> **Supplied information**:
--------------------------------------------------
Issue #71, opened 2016-12-11
Longer messages get split into chunks of 1024 characters


charlieamer:
I was trying to call a function from server to a JS client with parameter string which is around 5000 characters long. The message, however, was split into chunks of 1024 bytes and sent multiple times (that is, firstly, chunk 0-1024 is sent, then 1024-2048, etc). This resulted in a corrupt JSON, as you can imagine, library is trying to read message by message, and it gets chunks instead. This happens on WebSocket transport and ServerSideEvents transport (long polling transport works).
--------------------------------------------------
> **Problem description**: The answer should consist solely of the lines from the one that contains "Longer messages get" through the end of the material above, copied exactly.

> **Task response**:
Longer messages get split into chunks of 1024 characters


charlieamer:
I was trying to call a function from server to a JS client with parameter string which is around 5000 characters long. The message, however, was split into chunks of 1024 bytes and sent multiple times (that is, firstly, chunk 0-1024 is sent, then 1024-2048, etc). This resulted in a corrupt JSON, as you can imagine, library is trying to read message by message, and it gets chunks instead. This happens on WebSocket transport and ServerSideEvents transport (long polling transport works).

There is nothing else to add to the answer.